Kajetanowicz, którego pilotem był najbardziej doświadczony i utytułowany polski zawodnik rajdowy - Maciej Wisławski, objął prowadzenie po 15. odcinku specjalnym a na mecie wyprzedził Tomasza Kuchara (Subaru Impreza)
o 3,5 sekundy.
Elmot okazał się pechowy dla Leszka Kuzaja. Już w piątek, na trzecim OS., przebił oponę, kilka kilometrów jechał na "kapciu" i stracił do rywali pół minuty. W drugim dniu pracowicie odrabiał straty i po 11. odcinku objął prowadzenie, ale cieszył się nim tylko przez trzy OS. Na 15. znów przebił oponę i stracił ponad 40 sekund. Kłopoty miał też Kuchar i w tym momencie na prowadzenie wysunął się Kajetanowicz, który znakomitą dyspozycję pokazał już na starcie rajdu, wygrywając pierwszy OS.

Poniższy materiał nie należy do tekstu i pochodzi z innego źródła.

PR #487, opened 2019-07-15
[appearance] Ident by 4 spaces and code refactoring

tamplan:
Change GtkWidget to GtkDialog for dialog
Add brackets for all for, while, if statements including one line blocks code
Better use of gboolean in one function


tamplan:
Change two switch blocks.

PR #517, opened 2026-06-09
Allow CRASH_LOOP_BYPASS_TIMEOUT_SECONDS to be configurable

FranAguilera:
Resolves BIT-8645

Allowing to configured CRASH_LOOP_BYPASS_TIMEOUT_SECONDS via shard config flag `safe_file_cache.crash_loop_bypass_timeout_ms`

Verified with `gradle-test-app`. See session [here](https://timeline.bitdrift.dev/session/ab56709c-ad0b-4d63-9872-8e3d5a6f44ea?utm_source=sdk)


FranAguilera:
Current impl is off, as will wipe the config during crash loop detection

"Przed rajdem liczyliśmy z Kajtkiem, że może wejdziemy w dychę, bo przecież ta obsada była naprawdę bardzo mocna - powiedział Maciej Wisławski reporterowi portalu autoklub.pl. - Celowaliśmy w siódme - ósme miejsce. W ogóle nie marzyliśmy o piątce, już nie powiem, że o podium, a już w ogóle nie śmieliśmy przypuszczać, że można taki rajd wygrać. Trzeba było wytrzymać ten napór kamieni, tych skarp, tych barier, tych przepustów, tych drzew. Tysiące tego migało ci przed oczami. Gość wytrzymał wszystko i dojechaliśmy do mety szybko, czysto, z jednym tylko defektem".
Prowadzący po pierwszym dniu i znakomicie jadący Grzegorz Grzyb urwał koło na ósmym odcinku i odpadł z walki o zwycięstwo. Problemy z autem miał także Michał Sołowow, a awaria wyeliminowała Macieja Lubiaka.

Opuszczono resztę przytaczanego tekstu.